* Assignment
Please take the records that follow and repeat exactly the lines starting with the line with "property as obsolete with error" and going on through the line with "Resolves #677".

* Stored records
PR #809, opened 2025-05-29
Add evaluation classes for `CalDateTime`

### LINKED ISSUE #677: Clean-up redundant implicit/arithmetic operators in CalDateTime

### LINKED ISSUE #737: Incorrect timezone calculation if short recurrence falls into an ambiguous local time

axunonb:
* Added **internal** clss `CalDateTimeEvaluator`
* Added lightweight **internal** `CalDateTimeZoned` which is returned from `CalDateTimeEvaluator` methods
* `CalDateTime` changes with low impact on existing code:
   * Mark all comparison operators as obsolete with error
   * Mark `Utc` property as obsolete with error
   * Move all arithmetic methods and comparison methods to new `CalDateTimeExtensions`. The extension methods use the internal `CalDateTimeZoned` behind the scene.
* Refactor `Period` to be usable with `CalDateTimeZoned` internally
   * Update `EventEvaluator` to use `CalDateTimeZoned` with `Period` (no change to the public API
   * Add unit test AmbiguousLocalTime_WithShortDurationOfRecurrence which resolves #737
* Added `Microsoft.Bcl.HashCode` for simplified HashCode generation with `netstandard2.x`

Resolves #677
Resolves #737


axunonb:
~~@minichma  Currently, `CalDateTime` still contains the comparison and arithmetic methods (flagged with a comment), that should eventually be removed.
Should we keep them for v5, remove, or flag as obsolete? What do you think?
`CalDateTimeZoned` could also be returned with `GetOccurrences` etc.
(Also, the unit tests are not yet adopted.)~~

minichma:
> @minichma Currently, `CalDateTime` still contains the comparison and arithmetic methods (flagged with a comment), that should eventually be removed. Should we keep them for v5, remove, or flag as obsolete? What do you think? `CalDateTimeZoned` could also be returned with `GetOccurrences` etc. (Also, the unit tests are not yet adopted.)

If we have a new type particularly for doing arithmetics, etc., then I feel it would be confusing to have all the methods also available on `CalDateTime`. But removing them from there will be a big deal, because `CalDateTimeZoned` would have to be introduced everywhere.

Not sure I'd introduce a new type (i.e. `CalDateTimeZoned`) at all. Wouldn't it be an option just to use NodaTime's `ZonedDateTime` instead. Problems are that it can't represent a date-only or a floating time value. Floating time could be represented by introducing a dedicated timezone class for that purpose. Regarding date-only, could it be feasible that we don't represent those as date-only during evaluation at all? Not sure. Unfortunately I don't have the time right now to go into more detail. Anyhow, quite a challenge for v5, should we want to release it any time soon. I guess it would be more reasonable to postpone this whole topic to v6.

axunonb:
> If we have a new type particularly for doing arithmetics, etc., then I feel it would be confusing to have all the methods also available on CalDateTime.

~~The methods in `CalDateTime` would be marked as obsolete with a hint to `CalDateTimeZoned` for easier migration.~~
`CalDateTimeZoned` can be internal with the latest commits. `CalDateTimeExtensions` be for zoned arithmetics and comparisons, as you suggested.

* Final answer
   * Mark `Utc` property as obsolete with error
   * Move all arithmetic methods and comparison methods to new `CalDateTimeExtensions`. The extension methods use the internal `CalDateTimeZoned` behind the scene.
* Refactor `Period` to be usable with `CalDateTimeZoned` internally
   * Update `EventEvaluator` to use `CalDateTimeZoned` with `Period` (no change to the public API
   * Add unit test AmbiguousLocalTime_WithShortDurationOfRecurrence which resolves #737
* Added `Microsoft.Bcl.HashCode` for simplified HashCode generation with `netstandard2.x`

Resolves #677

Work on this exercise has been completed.